Exercise description
Taking the listing below, restate word for word each line from the line with "PR #2162, opened 2024-01-16" to the line with "earned since March", ends included, and stop there.

Data supplied
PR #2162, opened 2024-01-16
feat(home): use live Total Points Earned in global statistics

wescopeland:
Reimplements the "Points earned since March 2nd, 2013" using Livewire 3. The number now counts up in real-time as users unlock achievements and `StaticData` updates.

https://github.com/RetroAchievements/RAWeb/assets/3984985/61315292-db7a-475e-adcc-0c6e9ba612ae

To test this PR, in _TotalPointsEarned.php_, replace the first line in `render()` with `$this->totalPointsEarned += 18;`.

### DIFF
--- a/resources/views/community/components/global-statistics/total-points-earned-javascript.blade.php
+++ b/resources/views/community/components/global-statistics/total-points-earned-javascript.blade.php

--

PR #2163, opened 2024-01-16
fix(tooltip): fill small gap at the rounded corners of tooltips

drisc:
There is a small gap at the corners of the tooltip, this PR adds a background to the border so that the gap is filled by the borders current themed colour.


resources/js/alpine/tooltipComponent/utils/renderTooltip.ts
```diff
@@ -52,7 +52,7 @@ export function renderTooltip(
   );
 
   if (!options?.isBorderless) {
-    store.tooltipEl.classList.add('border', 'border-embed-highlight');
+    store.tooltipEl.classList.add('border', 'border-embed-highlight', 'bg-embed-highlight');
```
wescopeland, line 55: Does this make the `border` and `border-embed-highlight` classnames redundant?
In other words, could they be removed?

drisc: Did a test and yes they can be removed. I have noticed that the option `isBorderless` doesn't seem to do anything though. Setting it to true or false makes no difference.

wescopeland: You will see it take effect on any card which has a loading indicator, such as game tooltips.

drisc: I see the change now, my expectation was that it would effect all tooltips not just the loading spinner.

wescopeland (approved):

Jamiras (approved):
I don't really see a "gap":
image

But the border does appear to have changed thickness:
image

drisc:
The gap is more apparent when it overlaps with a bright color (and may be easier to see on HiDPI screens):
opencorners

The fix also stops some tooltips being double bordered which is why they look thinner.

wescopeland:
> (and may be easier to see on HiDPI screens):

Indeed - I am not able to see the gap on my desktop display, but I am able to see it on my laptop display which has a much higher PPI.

...

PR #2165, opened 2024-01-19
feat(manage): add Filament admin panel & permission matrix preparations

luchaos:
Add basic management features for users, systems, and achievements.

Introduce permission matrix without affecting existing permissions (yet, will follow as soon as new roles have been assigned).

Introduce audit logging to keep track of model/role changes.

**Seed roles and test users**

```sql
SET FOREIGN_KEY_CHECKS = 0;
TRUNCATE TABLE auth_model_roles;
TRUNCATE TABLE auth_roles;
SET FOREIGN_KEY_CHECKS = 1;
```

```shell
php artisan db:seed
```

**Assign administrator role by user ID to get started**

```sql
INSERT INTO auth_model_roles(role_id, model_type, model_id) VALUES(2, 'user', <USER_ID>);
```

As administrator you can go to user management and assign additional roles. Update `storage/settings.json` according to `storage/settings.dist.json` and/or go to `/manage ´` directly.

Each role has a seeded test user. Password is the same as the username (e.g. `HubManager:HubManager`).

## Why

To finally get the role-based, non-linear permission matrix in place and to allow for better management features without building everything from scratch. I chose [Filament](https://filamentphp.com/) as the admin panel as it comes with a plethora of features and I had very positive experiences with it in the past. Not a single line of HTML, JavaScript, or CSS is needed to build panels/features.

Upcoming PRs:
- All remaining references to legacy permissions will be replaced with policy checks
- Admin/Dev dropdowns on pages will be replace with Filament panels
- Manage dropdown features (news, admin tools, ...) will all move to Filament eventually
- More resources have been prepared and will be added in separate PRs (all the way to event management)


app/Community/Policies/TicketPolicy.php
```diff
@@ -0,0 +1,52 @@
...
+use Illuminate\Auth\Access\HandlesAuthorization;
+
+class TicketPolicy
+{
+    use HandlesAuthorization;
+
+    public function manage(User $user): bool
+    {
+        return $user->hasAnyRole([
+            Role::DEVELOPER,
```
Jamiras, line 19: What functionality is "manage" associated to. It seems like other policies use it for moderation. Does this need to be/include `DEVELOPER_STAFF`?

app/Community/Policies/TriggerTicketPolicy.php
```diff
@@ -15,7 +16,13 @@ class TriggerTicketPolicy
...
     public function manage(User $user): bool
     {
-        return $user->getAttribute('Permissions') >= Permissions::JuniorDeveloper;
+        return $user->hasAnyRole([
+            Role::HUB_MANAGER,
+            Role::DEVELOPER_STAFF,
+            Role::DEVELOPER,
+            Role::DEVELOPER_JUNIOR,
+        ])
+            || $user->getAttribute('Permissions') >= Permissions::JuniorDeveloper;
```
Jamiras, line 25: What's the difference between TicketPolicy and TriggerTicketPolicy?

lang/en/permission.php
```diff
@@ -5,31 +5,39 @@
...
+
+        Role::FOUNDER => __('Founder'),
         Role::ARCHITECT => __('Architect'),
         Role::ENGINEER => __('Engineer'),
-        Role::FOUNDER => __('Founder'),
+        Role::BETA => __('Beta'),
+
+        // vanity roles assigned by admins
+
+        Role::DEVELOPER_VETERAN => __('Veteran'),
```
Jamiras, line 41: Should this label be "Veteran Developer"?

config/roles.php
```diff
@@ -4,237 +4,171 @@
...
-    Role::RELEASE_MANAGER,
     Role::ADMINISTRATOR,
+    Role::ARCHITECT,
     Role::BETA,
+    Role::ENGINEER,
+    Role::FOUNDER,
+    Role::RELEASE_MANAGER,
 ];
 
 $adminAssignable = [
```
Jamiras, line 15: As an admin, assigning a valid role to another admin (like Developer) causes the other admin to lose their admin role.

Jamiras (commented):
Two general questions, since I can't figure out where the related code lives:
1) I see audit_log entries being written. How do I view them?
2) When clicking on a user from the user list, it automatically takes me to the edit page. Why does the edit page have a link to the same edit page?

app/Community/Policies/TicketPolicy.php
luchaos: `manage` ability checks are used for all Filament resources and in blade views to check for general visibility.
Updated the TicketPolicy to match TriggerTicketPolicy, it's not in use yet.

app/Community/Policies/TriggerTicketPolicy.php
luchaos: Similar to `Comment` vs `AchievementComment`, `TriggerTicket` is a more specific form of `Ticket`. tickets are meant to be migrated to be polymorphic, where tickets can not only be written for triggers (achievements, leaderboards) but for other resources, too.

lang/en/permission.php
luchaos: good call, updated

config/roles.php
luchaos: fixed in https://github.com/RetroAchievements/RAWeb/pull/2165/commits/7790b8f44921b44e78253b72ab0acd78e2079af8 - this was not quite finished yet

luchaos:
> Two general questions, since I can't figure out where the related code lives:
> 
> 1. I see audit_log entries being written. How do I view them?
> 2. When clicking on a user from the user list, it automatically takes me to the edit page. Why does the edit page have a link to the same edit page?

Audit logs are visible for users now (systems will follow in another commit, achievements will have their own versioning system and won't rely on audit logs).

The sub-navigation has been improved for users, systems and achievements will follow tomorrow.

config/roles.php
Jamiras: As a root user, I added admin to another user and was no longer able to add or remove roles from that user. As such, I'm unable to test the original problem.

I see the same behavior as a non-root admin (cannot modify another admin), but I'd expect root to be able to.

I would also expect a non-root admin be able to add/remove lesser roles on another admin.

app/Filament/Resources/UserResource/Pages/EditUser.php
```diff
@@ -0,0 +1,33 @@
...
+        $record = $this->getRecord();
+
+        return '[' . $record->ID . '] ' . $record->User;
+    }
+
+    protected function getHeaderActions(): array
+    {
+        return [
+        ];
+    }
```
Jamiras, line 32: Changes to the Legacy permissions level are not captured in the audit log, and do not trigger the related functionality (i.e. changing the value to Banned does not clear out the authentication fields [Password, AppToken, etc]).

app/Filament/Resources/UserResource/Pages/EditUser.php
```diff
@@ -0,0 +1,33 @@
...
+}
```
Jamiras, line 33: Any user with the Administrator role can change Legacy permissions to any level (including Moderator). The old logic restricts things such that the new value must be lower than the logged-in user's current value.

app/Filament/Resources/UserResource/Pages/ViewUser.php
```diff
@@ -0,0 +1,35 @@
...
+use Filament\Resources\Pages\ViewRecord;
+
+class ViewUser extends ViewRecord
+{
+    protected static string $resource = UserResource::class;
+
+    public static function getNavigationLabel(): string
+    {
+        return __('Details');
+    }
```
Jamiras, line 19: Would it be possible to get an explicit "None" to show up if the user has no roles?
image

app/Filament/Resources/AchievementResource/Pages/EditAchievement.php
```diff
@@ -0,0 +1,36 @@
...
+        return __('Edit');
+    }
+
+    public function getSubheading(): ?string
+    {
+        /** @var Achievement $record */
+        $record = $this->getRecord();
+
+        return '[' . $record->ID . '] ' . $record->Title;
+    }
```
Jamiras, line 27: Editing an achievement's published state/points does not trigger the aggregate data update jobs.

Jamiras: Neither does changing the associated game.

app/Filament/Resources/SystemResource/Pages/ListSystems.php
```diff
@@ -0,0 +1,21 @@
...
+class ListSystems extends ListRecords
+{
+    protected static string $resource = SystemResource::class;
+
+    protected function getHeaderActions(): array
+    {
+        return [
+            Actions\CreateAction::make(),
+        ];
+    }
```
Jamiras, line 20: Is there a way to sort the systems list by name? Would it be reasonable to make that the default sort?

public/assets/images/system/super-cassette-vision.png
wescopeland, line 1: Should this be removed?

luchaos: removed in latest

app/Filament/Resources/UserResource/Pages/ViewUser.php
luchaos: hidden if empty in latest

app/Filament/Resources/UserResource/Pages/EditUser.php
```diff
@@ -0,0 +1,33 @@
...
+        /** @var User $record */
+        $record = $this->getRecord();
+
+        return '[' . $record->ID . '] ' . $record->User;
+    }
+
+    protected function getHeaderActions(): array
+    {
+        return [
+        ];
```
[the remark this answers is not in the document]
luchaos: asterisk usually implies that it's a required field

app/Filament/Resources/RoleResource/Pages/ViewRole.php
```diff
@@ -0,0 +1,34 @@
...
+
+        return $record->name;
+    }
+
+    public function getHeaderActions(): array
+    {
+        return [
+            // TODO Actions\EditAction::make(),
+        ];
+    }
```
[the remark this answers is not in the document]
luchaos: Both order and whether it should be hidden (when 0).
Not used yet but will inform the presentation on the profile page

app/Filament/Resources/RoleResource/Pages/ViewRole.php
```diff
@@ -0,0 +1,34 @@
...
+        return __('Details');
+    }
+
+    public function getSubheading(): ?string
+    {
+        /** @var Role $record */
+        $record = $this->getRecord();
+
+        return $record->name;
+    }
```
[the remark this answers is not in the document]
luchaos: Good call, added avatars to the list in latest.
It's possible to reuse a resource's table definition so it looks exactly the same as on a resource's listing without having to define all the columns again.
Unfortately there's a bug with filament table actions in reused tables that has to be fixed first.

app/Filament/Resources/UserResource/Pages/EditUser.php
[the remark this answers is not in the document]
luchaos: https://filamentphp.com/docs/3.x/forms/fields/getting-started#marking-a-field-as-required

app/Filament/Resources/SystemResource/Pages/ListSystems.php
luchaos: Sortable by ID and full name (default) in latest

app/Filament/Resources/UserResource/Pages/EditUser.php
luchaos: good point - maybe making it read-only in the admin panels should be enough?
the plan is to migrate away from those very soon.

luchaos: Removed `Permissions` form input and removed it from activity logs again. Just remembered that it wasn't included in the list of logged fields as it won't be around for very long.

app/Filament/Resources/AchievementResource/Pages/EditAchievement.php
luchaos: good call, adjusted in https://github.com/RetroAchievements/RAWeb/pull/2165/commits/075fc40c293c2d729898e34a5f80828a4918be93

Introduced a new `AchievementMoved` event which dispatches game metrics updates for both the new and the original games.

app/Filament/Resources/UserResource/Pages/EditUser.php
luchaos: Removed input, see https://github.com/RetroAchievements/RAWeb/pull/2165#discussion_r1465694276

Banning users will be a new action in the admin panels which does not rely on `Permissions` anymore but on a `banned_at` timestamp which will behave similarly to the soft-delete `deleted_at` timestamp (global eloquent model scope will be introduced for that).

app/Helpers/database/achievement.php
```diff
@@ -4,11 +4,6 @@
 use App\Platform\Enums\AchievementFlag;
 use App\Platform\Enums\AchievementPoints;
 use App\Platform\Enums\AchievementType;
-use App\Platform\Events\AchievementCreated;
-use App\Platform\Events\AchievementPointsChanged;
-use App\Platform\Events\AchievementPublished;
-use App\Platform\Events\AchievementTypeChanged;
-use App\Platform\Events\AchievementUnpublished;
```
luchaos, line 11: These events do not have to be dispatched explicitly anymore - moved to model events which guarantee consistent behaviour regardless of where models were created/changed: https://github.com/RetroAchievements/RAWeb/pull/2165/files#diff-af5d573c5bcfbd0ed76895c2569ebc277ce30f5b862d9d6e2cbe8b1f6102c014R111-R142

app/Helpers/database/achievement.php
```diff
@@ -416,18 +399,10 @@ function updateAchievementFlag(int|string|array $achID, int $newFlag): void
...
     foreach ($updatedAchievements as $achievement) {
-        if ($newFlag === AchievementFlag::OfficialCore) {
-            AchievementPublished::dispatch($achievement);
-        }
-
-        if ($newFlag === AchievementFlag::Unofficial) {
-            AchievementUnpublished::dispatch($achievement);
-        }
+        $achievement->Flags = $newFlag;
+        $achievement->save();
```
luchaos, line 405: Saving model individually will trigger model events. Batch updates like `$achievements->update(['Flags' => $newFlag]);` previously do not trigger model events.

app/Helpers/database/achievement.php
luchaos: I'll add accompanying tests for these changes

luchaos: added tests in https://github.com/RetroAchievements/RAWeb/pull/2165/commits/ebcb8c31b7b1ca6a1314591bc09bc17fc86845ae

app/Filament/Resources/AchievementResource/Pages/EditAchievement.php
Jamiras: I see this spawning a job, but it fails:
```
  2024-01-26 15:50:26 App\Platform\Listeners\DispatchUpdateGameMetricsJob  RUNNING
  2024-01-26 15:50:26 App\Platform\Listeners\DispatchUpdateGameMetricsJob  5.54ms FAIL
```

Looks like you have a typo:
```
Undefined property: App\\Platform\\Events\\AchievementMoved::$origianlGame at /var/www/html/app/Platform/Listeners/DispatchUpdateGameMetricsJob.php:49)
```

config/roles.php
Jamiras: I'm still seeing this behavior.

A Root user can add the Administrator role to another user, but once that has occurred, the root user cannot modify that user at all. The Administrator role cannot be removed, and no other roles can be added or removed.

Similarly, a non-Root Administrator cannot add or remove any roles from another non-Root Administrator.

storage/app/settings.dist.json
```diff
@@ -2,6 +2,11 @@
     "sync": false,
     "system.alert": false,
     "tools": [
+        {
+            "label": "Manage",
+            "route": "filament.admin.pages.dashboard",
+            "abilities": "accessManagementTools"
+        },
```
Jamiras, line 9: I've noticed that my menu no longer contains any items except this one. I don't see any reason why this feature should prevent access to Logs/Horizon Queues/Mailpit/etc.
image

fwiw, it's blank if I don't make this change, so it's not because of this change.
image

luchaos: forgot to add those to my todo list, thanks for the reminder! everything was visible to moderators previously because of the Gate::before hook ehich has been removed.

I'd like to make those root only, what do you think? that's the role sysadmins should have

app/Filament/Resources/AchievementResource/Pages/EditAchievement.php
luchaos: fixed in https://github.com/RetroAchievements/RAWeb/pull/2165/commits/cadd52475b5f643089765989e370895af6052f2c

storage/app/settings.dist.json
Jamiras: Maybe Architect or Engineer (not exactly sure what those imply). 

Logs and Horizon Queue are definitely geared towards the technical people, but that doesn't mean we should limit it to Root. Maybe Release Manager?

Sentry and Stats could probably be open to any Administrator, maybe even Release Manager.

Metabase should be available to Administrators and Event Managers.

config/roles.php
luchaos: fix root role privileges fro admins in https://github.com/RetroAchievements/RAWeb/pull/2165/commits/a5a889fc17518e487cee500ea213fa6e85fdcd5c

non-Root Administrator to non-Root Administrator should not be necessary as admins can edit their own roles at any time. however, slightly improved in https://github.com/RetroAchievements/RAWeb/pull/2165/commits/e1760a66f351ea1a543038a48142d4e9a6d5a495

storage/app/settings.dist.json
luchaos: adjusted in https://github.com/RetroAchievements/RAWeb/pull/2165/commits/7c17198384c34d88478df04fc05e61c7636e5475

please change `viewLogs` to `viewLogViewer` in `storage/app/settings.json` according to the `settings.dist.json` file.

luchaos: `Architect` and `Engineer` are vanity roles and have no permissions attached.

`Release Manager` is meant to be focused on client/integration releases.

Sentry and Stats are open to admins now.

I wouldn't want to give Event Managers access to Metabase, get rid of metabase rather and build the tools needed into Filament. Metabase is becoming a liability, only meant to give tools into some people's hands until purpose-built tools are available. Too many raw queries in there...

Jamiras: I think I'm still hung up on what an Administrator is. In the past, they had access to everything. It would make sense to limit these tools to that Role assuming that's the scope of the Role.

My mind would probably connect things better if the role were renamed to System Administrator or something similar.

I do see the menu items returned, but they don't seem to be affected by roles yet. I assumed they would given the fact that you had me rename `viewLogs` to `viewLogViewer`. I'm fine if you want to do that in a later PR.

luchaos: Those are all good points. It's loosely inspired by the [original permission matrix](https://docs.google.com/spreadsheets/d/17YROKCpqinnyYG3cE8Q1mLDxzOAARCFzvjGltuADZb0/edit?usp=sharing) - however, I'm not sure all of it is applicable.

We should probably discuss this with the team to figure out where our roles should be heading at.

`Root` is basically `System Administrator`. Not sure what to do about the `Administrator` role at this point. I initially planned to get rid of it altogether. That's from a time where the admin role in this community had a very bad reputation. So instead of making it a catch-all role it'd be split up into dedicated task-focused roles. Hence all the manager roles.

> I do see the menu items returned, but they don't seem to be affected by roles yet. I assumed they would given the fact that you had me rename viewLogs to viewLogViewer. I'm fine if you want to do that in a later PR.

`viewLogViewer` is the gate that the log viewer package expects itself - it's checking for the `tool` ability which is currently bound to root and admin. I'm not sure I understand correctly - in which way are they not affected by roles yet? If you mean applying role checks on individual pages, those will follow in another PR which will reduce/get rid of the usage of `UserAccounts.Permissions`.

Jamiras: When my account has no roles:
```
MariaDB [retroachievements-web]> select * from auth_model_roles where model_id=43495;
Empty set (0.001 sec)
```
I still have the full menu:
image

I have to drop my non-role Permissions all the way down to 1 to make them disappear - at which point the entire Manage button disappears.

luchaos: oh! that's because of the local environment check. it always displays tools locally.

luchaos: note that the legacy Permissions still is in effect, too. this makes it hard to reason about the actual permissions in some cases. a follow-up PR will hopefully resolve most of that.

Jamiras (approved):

The completed task
PR #2162, opened 2024-01-16
feat(home): use live Total Points Earned in global statistics

wescopeland:
Reimplements the "Points earned since March 2nd, 2013" using Livewire 3. The number now counts up in real-time as users unlock achievements and `StaticData` updates.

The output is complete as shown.